Welcome!

Welcome to Ken Clifton’s blog.

If you are a student you will be most interested in the “teaching” category content. Please feel free to explore the “About” and “Resume/CV” links at top of this page.  If you are interested in RECs please see the renewable energy credits link.  The Salisbury Post did a front page story on our solar PV facilities that ran on February 8, 2011.

We are excited about renewable energy! This site is run on solar generated electricity.  We have solar PV and solar thermal renewable energy facilities approved by the State of North Carolina at our home.    See the renewable energy link for more information. If you are interested in biomass or CO2 neutral home heating, please read the Salisbury Post newspaper article published on February 11, 2007 for more information.  My presentation made to several groups on biomass is also available.

If you are a student, I look forward to working with you during the Summer 2017 semester at RCCC!  I am teaching one class on line during the summer. In the fall I expect to be teaching three Python programming classes, two at the RCCC CBTC Campus and one on line.

Please consider becoming an organ donor.  I have vision to maintain this site and work thanks to two corneal transplants.  Without those transplants I would be blind.

2 Comments to “Welcome!”

  1. By Bill Weise, July 6, 2011 @ 10:48 pm

    How much energy was used to manufacture the panels and wires?

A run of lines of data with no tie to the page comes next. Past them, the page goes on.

Issue #167, opened 2026-06-12
[BUG] Dead drop jump field and no flow smoke test


chloecrozier:
Found while working on PR 161 (#128).

**Issue:** DropTrafficConfig::jump is unused after ensure_eth_jump_rule(). There is no documented hardware check for NIC flow programming.

**Expected:** No dead fields in the drop-traffic path. A short manual test confirms good configs init and bad queue IDs fail.

**Fix:** Remove DropTrafficConfig::jump and related null assignments. Add manual smoke steps to the benchmarks or contributing docs.

Issue #166, opened 2026-06-12
[BUG] Flex flows use global handle and allow mixed configs


chloecrozier:
Found while working on PR 161 (#128).

**Issue:** create_flex_flow_rule() uses one static handle (first port wins). validate_config allows standard and flex-item RX flows on the same interface.

**Expected:** Each flex_item_id gets its own handle. Mixed flow types on one interface are rejected at config time.

**Fix:** Replace the static singleton with a per flex_item_id map. Add a validate_config check that errors when an interface has both standard and flex-item flows.

PR #181, opened 2026-06-15
#165 #166 #167 - Complete DPDK flow rule lifecycle

### LINKED ISSUE #165: [BUG] DPDK RX and TX flows not destroyed on shutdown
Found while working on PR 161 (#128).

**Issue:** RX steering and tx_eth_src NIC rules are created at init but never destroyed on exit. Only ETH jump rules are torn down.

**Expected:** All flow rules created by DAQIRI are destroyed in shutdown and failed-init cleanup.

**Fix:** Track rte_flow* handles from add_flow(), add_flex_item_flow(), and add_modify_flow_set(), then call rte_flow_destroy() in shutdown() and the init-failure path.

chloecrozier:
Closes #165, #166, #167

Issue #165 fix
- RX steering, send-to-kernel fallback, and tx_eth_src NIC rules were created at init but never destroyed on exit.
- All rte_flow handles are now tracked and destroyed in shutdown, init-failure cleanup, and the destructor.
- Flex-item handles are released via rte_flow_flex_item_release before ETH jump rules are torn down.

Issue #166 fix
- create_flex_flow_rule() used one static handle so only the first flex_item_id worked.
- Flex items are now created per (port, flex_item_id) with lookup by FlexItemConfig.id_ on the correct interface.
- Mixed standard and flex-item flows on one interface were already rejected in validate_config (#129); no change needed.

Issue #167 fix
- DropTrafficConfig::jump was dead after ensure_eth_jump_rule() took ownership.
- Removed the unused jump field and its null assignments.
- Added manual flow programming smoke steps to raw_benchmarking.md.

testing:
- [x] #165 Container build of daqiri_dpdk succeeds
- [x] #165 Flow destroy wired into shutdown, EalCleanupGuard, and destructor
- [x] #166 Invalid action.id fails at validate_config before NIC init
- [x] #166 Invalid flex_item_id fails at validate_config before NIC init
- [x] #167 Dead jump field removed; smoke doc steps verified
- [x] Build smoke: daqiri_bench_raw_sw_loopback.yaml
- [x] NIC smoke: cross-host raw tx/rx on p0 (169.254.95.47 → 169.254.100.253), RX flow + tx_eth_src programmed, 24M pkts matched


dleshchev (commented):
Reviewed #165 / #166 / #167. The flow lifecycle fix is substantially in place: RX, fallback, TX offload, and flex-item resources are tracked and destroyed with the intended ordering, flex handles are now scoped per (port, flex_item_id), and the dead drop jump field is removed. Docs are in sync.

One should-fix validation gap inline below; otherwise this looks good.

src/engines/dpdk/daqiri_dpdk_engine.cpp
```diff
@@ -3455,6 +3525,20 @@ bool DpdkEngine::validate_config() const {
       flow_to_queue.emplace(flow.id_, flow.action_.id_);
       if (flow.match_.type_ == FlowMatchType::FLEX_ITEM) {
         has_flex_item_flows = true;
+        const uint16_t flex_item_id = flow.match_.flex_item_match_.flex_item_id_;
```
dleshchev, line 3618: validate_config() now checks that a flex flow references an existing flex_item_id, which is good, and it already rejects duplicate flow IDs. However, it does not reject duplicate id_ values within intf.rx_.flex_items_ itself.

Both this check and find_flex_item_config() return the first matching ID, so two flex_items sharing an ID with different parser settings would silently bind to the first parser. Since flex_item_id is now the config contract for lookup, please add a per-interface uniqueness check, for example:

```cpp
std::unordered_set<uint16_t> flex_ids;
for (const auto& item : intf.rx_.flex_items_) {
  if (!flex_ids.insert(item.id_).second) {
    DAQIRI_LOG_ERROR("Duplicate flex item id {} on interface '{}'",
                     item.id_,
                     intf.name_);
    return false;
  }
}
```

Low severity because no shipped YAML uses flex_items, but it is the same kind of malformed config the rest of this function now guards against.

PR #202, opened 2026-06-22
Validate packet burst bounds before writes

fallintoplace:
## Summary
- add a shared burst validation helper for packet counts, segment indexes, packet indexes, payload lengths, packet lengths, and backing capacities
- guard public burst accessors, payload setters, packet-length setters, TX burst acquisition, send, and release paths across DPDK, socket, RDMA, and ibverbs engines
- reject oversized or malformed packet metadata before memcpy, length assignment, or segment access

## Testing
- `git diff --check`
- `cmake -S . -B build-verify -G Ninja -DDAQIRI_ENGINE="" -DDAQIRI_BUILD_EXAMPLES=OFF -DDAQIRI_BUILD_PYTHON=OFF` (fails locally before targets: CUDA toolkit/nvcc is not installed)


cliffburdick:
This PR appears to add a significant amount of checks that are per-packet or per-segment, which quickly has a large overhead for small packet sizes. Can you characterize the performance loss from having this, and if it's noticeable, put it behind an compilation flag?

PR #208, opened 2026-06-30
#207: Fix TX mempool exhaustion deadlock in tx_core_worker

### LINKED ISSUE #207: [BUG] TX mempool exhaustion stall in DPDK tx_core_worker
## Describe the bug

When the TX ring drains, `tx_core_worker` idles without polling NIC completions. Completed mbufs are never reclaimed, the mempool free count stays below the `2 × batch_size` gate in `is_tx_burst_available()`, and `send_tx_burst` is permanently blocked.

### Root Cause

`send_tx_burst` (app thread) gates new submissions on mempool availability:

```cpp
// is_tx_burst_available()
if (rte_mempool_avail_count(q->pools[seg]) < burst->hdr.hdr.num_pkts * 2) {
  return false;  // → caller gets NO_FREE_PACKET_BUFFERS
}
```

`tx_core_worker` (TX lcore) only reclaims mbufs via `rte_eth_tx_burst()`, which is only called when the ring has work. When the ring is empty, the idle path does nothing:

```cpp
// tx_core_worker main loop
while (!force_quit.load()) {
  if (rte_ring_dequeue(tparams->ring, reinterpret_cast<void**>(&msg)) != 0) {
    continue;  // ← no completion polling, mbufs never reclaimed
  }
  // ... rte_eth_tx_burst() only reached below ...
}
```

Once the pool is exhausted, neither side can make progress.

### Example (num_bufs=12288, batch_size=4096, num_tx_desc=8192)

Gate threshold = `batch_size × 2` = 8192. Both bursts fit in the NIC descriptor ring (8192 descriptors), so `tx_core_worker` finishes and enters idle before the NIC completes any transmission.

| Step | Action | Pool free | Ring | NIC in-flight |
|------|--------|-----------|------|---------------|
| 1 | initial state | 12288 | 0 | 0 |
| 2 | `send_tx_burst`: burst 1 (4096) | 8192 | 1 | 0 |
| 3 | `send_tx_burst`: burst 2 (4096) | 4096 | 2 | 0 |
| 4 | `send_tx_burst`: 4096 < 8192 gate | **BLOCKED** | 2 | 0 |
| 5 | `tx_core_worker`: tx_burst(4096) | 4096 | 1 | 4096 |
| 6 | `tx_core_worker`: tx_burst(4096) | 4096 | 0 | 8192 |
| 7 | `tx_core_worker`: ring empty → `continue` | 4096 | 0 | 8192 |
| 8 | NIC completes all 8192 packets | 4096 | 0 | 8192 (**never reclaimed**) |

After step 8 the pool is stuck at 4096 free < 8192 gate. `send_tx_burst` stays blocked, `tx_core_worker` spins on empty ring, and the 8192 completed mbufs are never returned to the pool.

## Steps to reproduce

Save the following script as `repro.sh` and run it inside the daqiri container (set `NIC_ADDR`, `IP_SRC`, `IP_DST` as needed):

```bash
docker run --rm --privileged --net=host \
  --runtime=nvidia -e NVIDIA_VISIBLE_DEVICES=all \
  -v /dev/hugepages:/dev/hugepages \
  -v "$(pwd)/repro.sh:/workspace/repro.sh" \
  daqiri:local /workspace/repro.sh
```

`repro.sh`:

```bash
#!/usr/bin/env bash
set -euo pipefail

NIC_ADDR="${NIC_ADDR:-0005:03:00.0}"
IP_SRC="${IP_SRC:-10.0.0.1}"
IP_DST="${IP_DST:-10.0.0.2}"
MIN_PACKETS="${MIN_PACKETS:-1000000}"

BENCH=""
for d in ./build/examples /opt/daqiri/bin; do
  [[ -x "$d/daqiri_bench_raw_gpudirect" ]] && BENCH="$d/daqiri_bench_raw_gpudirect" && break
done
[[ -z "$BENCH" ]] && { echo "daqiri_bench_raw_gpudirect not found"; exit 1; }

CONFIG="/tmp/repro_tx_stall_$$.yaml"
trap 'rm -f "$CONFIG"' EXIT

cat > "$CONFIG" <<EOF
%YAML 1.2
---
daqiri:
  cfg:
    version: 1
    stream_type: "raw"
    master_core: 0
    debug: false
    log_level: "warn"
    loopback: ""
    memory_regions:
    - name: "Data_TX"
      kind: "host_pinned"
      affinity: 0
      num_bufs: 12288
      buf_size: 1064
    interfaces:
    - name: "tx_port"
      address: "${NIC_ADDR}"
      tx:
        queues:
        - name: "tx_q_0"
          id: 0
          batch_size: 4096
          cpu_core: 3
          memory_regions:
            - "Data_TX"
          offloads:
            - "tx_eth_src"
bench_tx:
  interface_name: "tx_port"
  cpu_core: 4
  batch_size: 4096
  payload_size: 1000
  header_size: 64
  eth_dst_addr: "ff:ff:ff:ff:ff:ff"
  ip_src_addr: "${IP_SRC}"
  ip_dst_addr: "${IP_DST}"
  udp_src_port: 4096
  udp_dst_port: 4096
EOF

OUTPUT=$(timeout --signal=KILL 30 "$BENCH" "$CONFIG" --seconds 10 2>&1) && rc=0 || rc=$?
echo "$OUTPUT"

if [[ $rc -eq 137 ]]; then
  echo -e "\nFAIL: killed after 30s — TX deadlock."
  exit 1
fi

TX_PACKETS=$(grep -oP 'packets=\K[0-9]+' <<< "$OUTPUT" | head -1)
: "${TX_PACKETS:=0}"

echo ""
echo "Transmitted: $TX_PACKETS packets (minimum: $MIN_PACKETS)"

if (( TX_PACKETS < MIN_PACKETS )); then
  echo -e "\nFAIL: throughput collapse — only $TX_PACKETS packets in 10s (need $MIN_PACKETS)."
  exit 1
fi

echo -e "\nPASS"
```

Output (look for the `TX complete` line):

```
TX complete: interface=tx_port queue=0 packets=~20480 bytes=21790720 bursts=5 seconds=10.0065
```

## Expected behavior

The benchmark should sustain >10 Mpps for the full 10-second run (>100M packets total).

## Actual behavior

Throughput collapses after 2 bursts — only ~20K packets sent in 10 seconds (~2 Kpps).

## Environment overview

- Environment location: Docker
- Method of DAQIRI install: source (container build via `./scripts/build-container.sh`)

## Environment details

- OS: Ubuntu 24.04 (container base: `nvcr.io/nvidia/cuda:13.1.0-devel-ubuntu24.04`)
- DAQIRI version: main branch
- DPDK version: 25.11
- Hardware: IGX Dev Kit, ConnectX-7 (mlx5 PMD)

lobolanja:
Fixes #207

## Problem

`tx_core_worker` never polls NIC TX completions while idling (empty ring), so mbufs are never reclaimed and `is_tx_burst_available()` blocks the producer permanently. Throughput collapses from >10 Mpps to ~2 Kpps.

## Fix

Poll completions in the `tx_core_worker` idle path so mbufs are returned to the pool even when no new work is queued.

### Why the DPDK patch is needed

DPDK provides `rte_eth_tx_done_cleanup()` as the standard API for explicitly reclaiming completed TX mbufs without sending new packets. However, the mlx5 PMD in DPDK 25.11 does **not** implement the `tx_done_cleanup` callback — calling it returns `-ENOTSUP`.

The only ways to trigger mlx5 completion processing (`mlx5_tx_handle_completion`) are:

| Method | API | Problem |
|--------|-----|---------|
| Send packets | `rte_eth_tx_burst()` | Requires work in the ring — useless when idle |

I bet if you calculate the amount of energy used in the making of the metal polls used to support the panels, the energy used to extrude the wire and to make the glass for the panels. In the end more energy was used to make the items to save energy. Just playing the devils advocate.

  2. By Ken Clifton, July 8, 2011 @ 10:04 am

    Hi Bill,

    I am going to point you to a bunch of research published by the U. S. National Renewable Energy Laboratory, but in short:

    Based on models and real data, the idea that PV cannot pay back its energy investment is simply a myth. Indeed, researchers Dones and Frischknecht (1997) found that PV-systems fabrication and fossil-fuel energy production have similar energy payback periods (including costs for mining, transportation, refining, and construction).

    Unfortunately for fossil-fuels, the energy required to mine and transport remains constant for every pound/gallon of fuel consumed, so there is never a way to achive the POSITIVE energy payback that we see with PV.

    Here is some of what they had to say:

    According to the U. S. National Renewable Energy Laboratory (2004):

    Energy payback estimates for both rooftop and ground-mounted PV systems are roughly the same, depending on the technology and type of framing used. Paybacks for multicrystalline modules are 4 years for systems using recent technology and 2 years for anticipated technology. For thin-film modules, paybacks are 3 years using recent technology, and just 1 year for anticipated thin-film technology. With assumed life expectancies of 30 years, and taking into account the fossil-fuel-based energy used in manufacture, 87% to 97% of the energy that PV systems generate will not be plagued by pollution, greenhouse gases, and depletion of resources.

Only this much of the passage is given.